- **ACTIVITY**: For this exercise, print all of the entries exactly as given.

Stored items:
----

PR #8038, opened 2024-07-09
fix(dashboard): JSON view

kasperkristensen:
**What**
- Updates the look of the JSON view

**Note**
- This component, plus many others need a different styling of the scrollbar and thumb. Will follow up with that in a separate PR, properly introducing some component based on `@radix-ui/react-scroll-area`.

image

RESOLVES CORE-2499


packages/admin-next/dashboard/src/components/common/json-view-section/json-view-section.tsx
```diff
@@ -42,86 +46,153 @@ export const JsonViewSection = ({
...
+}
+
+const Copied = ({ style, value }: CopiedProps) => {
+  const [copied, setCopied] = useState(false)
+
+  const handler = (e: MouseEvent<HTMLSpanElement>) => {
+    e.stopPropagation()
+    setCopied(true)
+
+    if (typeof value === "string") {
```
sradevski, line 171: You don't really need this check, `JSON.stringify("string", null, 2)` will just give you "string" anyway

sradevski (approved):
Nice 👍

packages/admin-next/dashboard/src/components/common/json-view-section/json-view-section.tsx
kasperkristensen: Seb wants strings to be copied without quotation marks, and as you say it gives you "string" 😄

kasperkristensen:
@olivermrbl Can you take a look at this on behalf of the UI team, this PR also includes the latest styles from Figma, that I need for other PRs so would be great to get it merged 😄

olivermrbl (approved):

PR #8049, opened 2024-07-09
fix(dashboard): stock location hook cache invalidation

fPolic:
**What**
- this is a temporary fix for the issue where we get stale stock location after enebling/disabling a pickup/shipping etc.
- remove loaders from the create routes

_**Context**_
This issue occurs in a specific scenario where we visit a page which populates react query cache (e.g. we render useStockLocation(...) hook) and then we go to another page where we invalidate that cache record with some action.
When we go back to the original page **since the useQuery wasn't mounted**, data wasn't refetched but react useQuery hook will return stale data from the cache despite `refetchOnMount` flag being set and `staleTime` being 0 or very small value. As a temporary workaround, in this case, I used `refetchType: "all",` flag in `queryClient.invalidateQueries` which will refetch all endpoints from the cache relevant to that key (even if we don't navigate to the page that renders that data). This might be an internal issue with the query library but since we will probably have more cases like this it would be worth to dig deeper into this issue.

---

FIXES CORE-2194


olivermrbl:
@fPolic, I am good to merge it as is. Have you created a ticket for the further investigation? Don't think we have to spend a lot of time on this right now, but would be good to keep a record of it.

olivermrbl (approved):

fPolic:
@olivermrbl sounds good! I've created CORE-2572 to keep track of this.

----

- **EXERCISE ANSWER**:
PR #8038, opened 2024-07-09
fix(dashboard): JSON view

kasperkristensen:
**What**
- Updates the look of the JSON view

**Note**
- This component, plus many others need a different styling of the scrollbar and thumb. Will follow up with that in a separate PR, properly introducing some component based on `@radix-ui/react-scroll-area`.

image

RESOLVES CORE-2499


packages/admin-next/dashboard/src/components/common/json-view-section/json-view-section.tsx
```diff
@@ -42,86 +46,153 @@ export const JsonViewSection = ({
...
+}
+
+const Copied = ({ style, value }: CopiedProps) => {
+  const [copied, setCopied] = useState(false)
+
+  const handler = (e: MouseEvent<HTMLSpanElement>) => {
+    e.stopPropagation()
+    setCopied(true)
+
+    if (typeof value === "string") {
```
sradevski, line 171: You don't really need this check, `JSON.stringify("string", null, 2)` will just give you "string" anyway

sradevski (approved):
Nice 👍

packages/admin-next/dashboard/src/components/common/json-view-section/json-view-section.tsx
kasperkristensen: Seb wants strings to be copied without quotation marks, and as you say it gives you "string" 😄

kasperkristensen:
@olivermrbl Can you take a look at this on behalf of the UI team, this PR also includes the latest styles from Figma, that I need for other PRs so would be great to get it merged 😄

olivermrbl (approved):

PR #8049, opened 2024-07-09
fix(dashboard): stock location hook cache invalidation

fPolic:
**What**
- this is a temporary fix for the issue where we get stale stock location after enebling/disabling a pickup/shipping etc.
- remove loaders from the create routes

_**Context**_
This issue occurs in a specific scenario where we visit a page which populates react query cache (e.g. we render useStockLocation(...) hook) and then we go to another page where we invalidate that cache record with some action.
When we go back to the original page **since the useQuery wasn't mounted**, data wasn't refetched but react useQuery hook will return stale data from the cache despite `refetchOnMount` flag being set and `staleTime` being 0 or very small value. As a temporary workaround, in this case, I used `refetchType: "all",` flag in `queryClient.invalidateQueries` which will refetch all endpoints from the cache relevant to that key (even if we don't navigate to the page that renders that data). This might be an internal issue with the query library but since we will probably have more cases like this it would be worth to dig deeper into this issue.

---

FIXES CORE-2194


olivermrbl:
@fPolic, I am good to merge it as is. Have you created a ticket for the further investigation? Don't think we have to spend a lot of time on this right now, but would be good to keep a record of it.

olivermrbl (approved):

fPolic:
@olivermrbl sounds good! I've created CORE-2572 to keep track of this.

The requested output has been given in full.